Datax
A DataX task type’s example and dive into information of PyDolphinScheduler.
Example
"""
A example workflow for task datax.
This example will create a workflow named `task_datax`.
`task_datax` is true workflow define and run task task_datax.
You can create data sources `first_mysql` and `first_mysql` through UI.
It creates a task to synchronize datax from the source database to the target database.
"""
from pydolphinscheduler.core.process_definition import ProcessDefinition
from pydolphinscheduler.tasks.datax import CustomDataX, DataX
# datax json template
JSON_TEMPLATE = {
"job": {
"content": [
{
"reader": {
"name": "mysqlreader",
"parameter": {
"username": "usr",
"password": "pwd",
"column": ["id", "name", "code", "description"],
"splitPk": "id",
"connection": [
{
"table": ["source_table"],
"jdbcUrl": ["jdbc:mysql://127.0.0.1:3306/source_db"],
}
],
},
},
"writer": {
"name": "mysqlwriter",
"parameter": {
"writeMode": "insert",
"username": "usr",
"password": "pwd",
"column": ["id", "name"],
"connection": [
{
"jdbcUrl": "jdbc:mysql://127.0.0.1:3306/target_db",
"table": ["target_table"],
}
],
},
},
}
],
"setting": {
"errorLimit": {"percentage": 0, "record": 0},
"speed": {"channel": 1, "record": 1000},
},
}
}
with ProcessDefinition(
name="task_datax_example",
tenant="tenant_exists",
) as pd:
# This task synchronizes the data in `t_ds_project`
# of `first_mysql` database to `target_project` of `second_mysql` database.
# You have to make sure data source named `first_mysql` and `second_mysql` exists
# in your environment.
task1 = DataX(
name="task_datax",
datasource_name="first_mysql",
datatarget_name="second_mysql",
sql="select id, name, code, description from source_table",
target_table="target_table",
)
# You can custom json_template of datax to sync data. This task create a new
# datax job same as task1, transfer record from `first_mysql` to `second_mysql`
task2 = CustomDataX(name="task_custom_datax", json=str(JSON_TEMPLATE))
pd.run()
Dive Into
Task datax.
- class pydolphinscheduler.tasks.datax.CustomDataX(name: str, json: str, xms: int | None = 1, xmx: int | None = 1, *args, **kwargs)[source]
Bases:
Task
Task CustomDatax object, declare behavior for custom DataX task to dolphinscheduler.

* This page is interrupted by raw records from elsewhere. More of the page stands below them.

PR #93, opened 2021-07-21
Add profile from parent adding gpgArguments

javsanbel2:
I added the profile from the pom parent but adding a gpgConfiguration. I saw from different places that this maybe resolve the issue:

Links:

- Molten repository from Expedia Group: https://github.com/ExpediaGroup/molten/blob/master/pom.xml#L166
- First stack overflow issue: https://stackoverflow.com/questions/53992950/maven-gpg-plugin-failing-with-inappropriate-ioctl-for-device-when-running-unde
- Same issue but in Github Actions: https://github.com/samuelmeuli/action-maven-publish/issues/1

### DIFF
--- a/pom.xml
+++ b/pom.xml
@@ -163,7 +163,7 @@
 
   <profiles>
     <profile>
-      <id>sonatype-oss-release-beekeper</id>
+      <id>sonatype-oss-release-beekepeer</id>
       <build>
         <plugins>
           <plugin>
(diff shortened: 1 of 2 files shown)


pom.xml
```diff
@@ -160,4 +160,48 @@
       </plugins>
     </pluginManagement>
   </build>
+
+  <profiles>
```
javsanbel2, line 164: Maybe I should not add it here and add this configuration inside the <plugin>

patduin (approved):
let's try if this works we need to maybe make a PR to add this to the parent pom

shermosa (approved):

PR #94, opened 2021-07-21
Remove skip.tests from release.yml

shermosa:
Fixes #

### DIFF
--- a/pom.xml
+++ b/pom.xml
@@ -160,48 +160,4 @@
       </plugins>
     </pluginManagement>
   </build>
-
-  <profiles>
-    <profile>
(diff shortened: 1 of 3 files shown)


javsanbel2 (approved):

javsanbel2:
Update parent version

pom.xml
```diff
@@ -160,48 +160,4 @@
       </plugins>
     </pluginManagement>
   </build>
-
```
patduin, line 163: you need to update the parent pom still right

patduin (changes requested):
blocked by: https://github.com/ExpediaGroup/eg-oss-parent/pull/19

PR #96, opened 2021-08-12
Updated snakeyaml dependency

shermosa:
Updated the `snakeyaml` dependency to `1.27` due to an error in kubernetes where it was trying to find a method which didn't exist in version `1.24`.


JayGreeeen (approved):

beekeeper-api/pom.xml
```diff
@@ -36,6 +36,10 @@
       <groupId>org.projectlombok</groupId>
       <artifactId>lombok</artifactId>
     </dependency>
+    <dependency>
+      <groupId>mysql</groupId>
+      <artifactId>mysql-connector-java</artifactId>
```
javsanbel2, line 41: Why this dependency is needed?

shermosa: Because I was getting a 'Driver not found' error in k8s in the beekeeper-api module and it was solved by adding this dependency. For more information look here https://stackoverflow.com/questions/52804228/failed-to-load-driver-class-com-mysql-jdbc-driver

javsanbel2 (approved):

PR #678, opened 2015-08-24
JW7-1254 Add Events to player instance

pajong:
Added Events to player instance for eventdispatcher remove merge


pajong:
@donato Can you please take a look? Thank you

PR #682, opened 2015-08-26
JW7-1328 Fix bug with youtube provider not working

pajong:
Fixed youtube provider having issues with on not being defined


pajong:
@donato can you please look at this? it's a quick fix

PR #683, opened 2015-08-26
JW7-815 JW7-1282 JW7-1283 Bugfixes for display consistency

jw-kaurand:
Touch only has the "X" close button for the drawer.
clearCompactMode called when something which updates the content of the control bar is called so that its always up-to-date
_userActivity only removes classes and checks for compact mode if we were previously not showing the UI.
Pre-calculate the breakpoint for quicker execution and greater consistency for switching between display modes.

### DIFF
--- a/src/js/view/controlbar.js
+++ b/src/js/view/controlbar.js
@@ -66,9 +66,7 @@ define([
         this._model = _model;
         this._isMobile = utils.isMobile();
         this._compactModeMaxSize = 400;
-
-        this._leftGroupExpandedSize = false;
-        this._rightGroupExpandedSize = false;
+        this._maxCompactWidth = -1;
 
         this.setup();
     }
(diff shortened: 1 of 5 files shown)


src/js/view/controlbar.js
```diff
@@ -388,27 +388,38 @@ define([
                 this.elements.time.drawCues();
             }
         },
+        clearCompactMode : function() {
+            this._maxCompactWidth = -1;
+            this._model.set('compactUI', false);
+        },
+        // Sets this._maxCompactWidth and this._minCompactWidth so we calculate less per call of isCompactMode
```
donato: minCompactWidth was removed?

src/js/view/view.js
```diff
@@ -811,10 +811,12 @@ define([
         }
 
         function _userActivity() {
-            _showing = true;
-            utils.removeClass(_playerElement, 'jw-flag-user-inactive');
+            if(!_showing){
```
donato: Can we avoid this bifurcation? If so I'll wait to merge, if not let me know.

jw-kaurand: It's more efficient to use this with the _showing flag since we will only run that once when content becomes visible.   While we don't take a big performance hit on Chrome from `_controlbar.checkCompactMode(_videoLayer.clientWidth);` being run multiple times, it could be less efficient on other browsers.

PR #684, opened 2015-08-26
JW7-883 Allow apostrophes in image URL

pajong:
Changed serialize function in parser to change apostrophes to %27

### DIFF
--- a/src/js/utils/parser.js
+++ b/src/js/utils/parser.js
@@ -100,7 +100,7 @@ define([
                     return Number(val);
                 }
             }
-            val = val.replace("'", "%27");
+            val = val.replace('\'', '%27');
         }
         return val;
     };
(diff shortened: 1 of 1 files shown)


src/js/utils/parser.js
```diff
@@ -81,22 +81,26 @@ define([
...
+                    return true;
+                }
+                if (lowercaseVal === 'false') {
+                    return false;
+                }
+                if (!isNaN(Number(val)) && !isNaN(parseFloat(val))) {
+                    return Number(val);
+                }
             }
+            val = val.replace('\'', '%27');
```
robwalch: We shouldn't change this function. Not all values passed to config should be transformed this way. The issue is when we [construct an image url in css.js](https://github.com/jwplayer/jwplayer/blob/master/src/js/utils/css.js#L112). At that point we should `escape()` the value to handle apostrophes and quotes and wrap it in quotes to protect agains parenthesis in the value.

robwalch: Here's a little more info syntax http://stackoverflow.com/questions/2168855/is-quoting-the-value-of-url-really-necessary

PR #686, opened 2015-08-27
JW7-1340 Remove event listener we don't need that was breaking Win7 IE 11

jw-kaurand:
JW7-1340 Remove event listener we don't need that was breaking Win7 IE 11.  The listener is pretty much just listening to when releasePointerCapture is being called.


dannyfinks:
@jw-kaurand @robwalch should this be merged to master or release?

robwalch:
@dannyfinks master. hotfixes that need to go into upcoming releases should be tagged in JIRA (fix in version + comment at me there.) You can also add version milestones in here to communicate this publicly.

PR #688, opened 2015-08-28
JW7-834 Fix iOS youtube start button

pajong:


pajong:
I went back to builds long time ago, and confirmed that our youtube start button never worked. To fix this, I made a separate display icon container for mobile, and copied the same css as the original display icon container, then allowed click through to the mobile display icon container, so that it will handle the click/tap event the same way as a poster click.

PR #691, opened 2015-08-31
JW7-1082 JW7-1002 JW7-1339  Menu logic improvements and bugfixes

jw-kaurand:
JW7-1082 Menus should close after selecting an option from them
JW7-1002 Fixes large menus having unselectable bottom items
JW7-1339 Active Toggle buttons should also be collapsed into the drawers

Other fixes - 
Only one menu can be open at a time
Do not collapse into drawer if it would hide only 1 item
The timeout for determining the user to inactive refreshes each time the user interacts with part of the controller
Menus and drawer close when the ui hides from inactivity or is toggled closed
Added 'directSelect' parameter to UI for interactions where the event should only be fired if the target is the listened element and not its children
Some comment fixes
Fixes issues with hovering the drawer on PointerEvents devices and issues with closing menus

### DIFF
--- a/src/js/view/components/drawer.js
+++ b/src/js/view/components/drawer.js
@@ -13,7 +13,7 @@ define([
         },
         setup : function (list, isCompactMode) {
             if(!this.iconUI){
-                this.iconUI = new UI(this.el);
+                this.iconUI = new UI(this.el, { 'directSelect': true });
 
                 this.toggleOpenStateListener = this.toggleOpenState.bind(this);
                 this.openTooltipListener = this.openTooltip.bind(this);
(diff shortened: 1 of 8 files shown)


src/js/view/components/drawer.js
```diff
@@ -24,31 +24,31 @@ define([
...
+            if (isCompactMode && this.activeContents.length > 1) {
                 utils.removeClass(this.el, 'jw-off');
 
-                this.iconUI.on('tap', function (evt) {
-                    if (evt.target === this.el) {
+                this.iconUI
+                    .on('tap', function () {
                         this.isOpen = !this.isOpen;
                         utils.toggleClass(this.el, this.openClass, this.isOpen);
                         this.trigger('drawer-open', {'isOpen': this.isOpen});
```
donato: Maybe we should have drawer-close, instead of drawer-open with a false param

src/js/view/controlbar.js
```diff
@@ -430,7 +457,8 @@ define([
 
             this.elements.drawer.setup(this.layout.drawer, isCompact);
 
-            if(!isCompact){
+            // If we're not in compact mode or we're not hiding icons, then put them back where they came from.
+            if(!isCompact || this.elements.drawer.activeContents < 2){
```
donato: activeContents.length

src/js/view/controlbar.js
```diff
@@ -388,11 +403,23 @@ define([
...
+            _.each(this.menus, function(ele){
+                if(!evt || evt.target !== ele.el) {
+                    ele.closeTooltip(evt);
+                }
+            });
+        },
+        hideComponents : function(){
+            this.closeMenus();
+            this.elements.drawer.closeTooltip();
+            utils.toggleClass(this.el, 'jw-drawer-expanded', false);
```
donato: utils.removeClass ?

PR #696, opened 2015-09-02
Optimize CSS routines for JW7-831

robwalch:
Using a template for the color config options simplifies this routine in the view and allows us to finally get rid of old css utils making the player smaller.

I also noticed a bunch of places where we were using hyphen-delimited syntax to set inline styles in JavaScript. Our style utility has to replace all of these with camel case on the fly because setting properties on a style object must be done in "camelCase". Instead of making it do extra work and mixing up syntaxes just always use camel case for style json.

### DIFF
--- a/src/js/utils/css.js
+++ b/src/js/utils/css.js
@@ -3,46 +3,8 @@ define([
     'utils/strings'
 ], function(utils, Strings) {
 
-    var MAX_CSS_RULES = 50000,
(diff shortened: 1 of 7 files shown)


robwalch:
@pajong @jw-kaurand

robwalch:
Adding another template adds a significant number of kB to the player. We should reevaluate how we do templates and css loading with webpack.

PR #704, opened 2015-09-04
Fix control not fading on autostart

pajong:
Added call to userActivity when state changes to playing

JW7-978


donato:
If we go from buffering to playing, it will now show the controlbar.

donato:
Looks good!

PR #786, opened 2015-10-01
JW7-1342 JW7-1158 Fix ad skip button and overlay ads on small player, and fix caption position

pajong:
Caption and overlay ads have been changed to always be 0.5em above the controlbar.
When inactive and controlbar is hidden, they move down to be 0.5em above the bottom of the player.
Skip button height does not change when controlbar is hidden.


donato:
Will come back to this after getSafeRegion

PR #788, opened 2015-10-02
Show time tooltip for DVR streams

donato:
This involves calculating and formatting the time offset based on the
negative duration given.

JW7-1368

### DIFF
--- a/src/js/utils/parser.js
+++ b/src/js/utils/parser.js
@@ -116,16 +116,20 @@ define([
     };
 
     /** Format the elapsed / remaining text. **/
-    parser.timeFormat = function(sec) {
-        if (sec > 0) {
-            var hrs = Math.floor(sec / 3600),
-                mins = Math.floor((sec - hrs * 3600) / 60),
-                secs = Math.floor(sec % 60);
-
-            return (hrs ? hrs + ':' : '') + (mins < 10 ? '0' : '') + mins + ':' + (secs < 10 ? '0' : '') + secs;
-        } else {
+    parser.timeFormat = function(sec, allowNegative) {
+        if (sec <= 0 && !allowNegative) {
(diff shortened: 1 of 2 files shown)


src/js/view/components/timeslider.js
```diff
@@ -157,11 +157,22 @@ define([
...
             var timetipText;
             if (this.activeCue) {
                 timetipText = this.activeCue.text;
             } else {
-                timetipText = utils.timeFormat(time);
+                var allowNegativeTime = true;
+                timetipText = utils.timeFormat(time, allowNegativeTime);
+
+                // If DVR and within one second of live
+                if (duration < 0 && (Math.abs(time) < 1) ) {
```
robwalch: Does this work with DVR stream time events?

"within one second of live" `if (duration < 0 && (Math.abs(time) < 1)` 

I would expect it to be more like within 25-30 seconds is "Live" and 1 second of latency is very rare or unlikely.

donato: As discussed in person, this is just for the text inside of the tooltip.

src/js/utils/parser.js
```diff
@@ -116,16 +116,20 @@ define([
...
+    parser.timeFormat = function(sec, allowNegative) {
+        if (sec <= 0 && !allowNegative) {
             return '00:00';
         }
+
+        // If negative add a minus sign
+        var prefix = (sec < 0) ? '-' : '';
+        sec = Math.abs(sec);
+
+        var hrs  = Math.floor(sec / 3600),
```
donato: *technically* we should be doing Math.ceil if the time is negative

donato:
Waiting to merge for @pajong 's unit test change

donato:
test this please

PR #794, opened 2015-10-05
Fix a bug with stretching

pajong:


robwalch:
This doesn't make `isInt` private

pajong:
@robwalch I separated that because it was breaking the build due to the test looking for isInt defined

PR #797, opened 2015-10-06
JW7-1342 Fix ad skip button and overlay ads on small player

pajong:


src/css/imports/jwplayerelement.less
```diff
@@ -116,6 +116,19 @@
 
 .jw-plugin {
     position: absolute;
+    bottom: 2.5em;
+
+    .jw-banner {
+        max-width: 100%;
+        opacity: 0;
```
donato: why opacity of zero? Isn't this for nonlinears?

pajong: the opacity is changed to 1 by show function when we want to show the nonlinear ad

PR #799, opened 2015-10-06
JW7-842 Treat preload metadata as auto in flash provider

pajong:
We decided to preload as if it was auto whenever  preload is not none, because we can't just download metadata without start playing the video in flash.


src/flash/com/longtailvideo/jwplayer/media/VideoMediaProvider.as
```diff
@@ -90,11 +90,8 @@ public class VideoMediaProvider extends MediaProvider {
 
     override public function init(itm:PlaylistItem):void {
         setupVideo(itm);
-        // start loading the content only if preload is 'auto'
-        if (itm.preload === "auto") {
```
pajong: We do not need to check if 'auto' or 'metadata' anymore, because we want to treat them as the same. We do not need to check for 'none', because init is only called if preload !== none from flash.js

You provider json template for DataX, it can synchronize data according to the template you provided.
- CUSTOM_CONFIG = 1
- _task_custom_attr: set = {'custom_config', 'json', 'xms', 'xmx'}
- class pydolphinscheduler.tasks.datax.DataX(name: str, datasource_name: str, datatarget_name: str, sql: str, target_table: str, job_speed_byte: int | None = 0, job_speed_record: int | None = 1000, pre_statements: List[str] | None = None, post_statements: List[str] | None = None, xms: int | None = 1, xmx: int | None = 1, *args, **kwargs)[source]
Bases:
Task
Task DataX object, declare behavior for DataX task to dolphinscheduler.
It should run database datax job in multiply sql link engine, such as: - MySQL - Oracle - Postgresql - SQLServer You provider datasource_name and datatarget_name contain connection information, it decisions which database type and database instance would synchronous data.
- CUSTOM_CONFIG = 0
- _downstream_task_codes: Set[int]
- _task_custom_attr: set = {'custom_config', 'job_speed_byte', 'job_speed_record', 'post_statements', 'pre_statements', 'sql', 'target_table', 'xms', 'xmx'}
- _task_relation: Set[TaskRelation]
- _upstream_task_codes: Set[int]
- property task_params: Dict
Override Task.task_params for datax task.
datax task have some specials attribute for task_params, and is odd if we directly set as python property, so we Override Task.task_params here.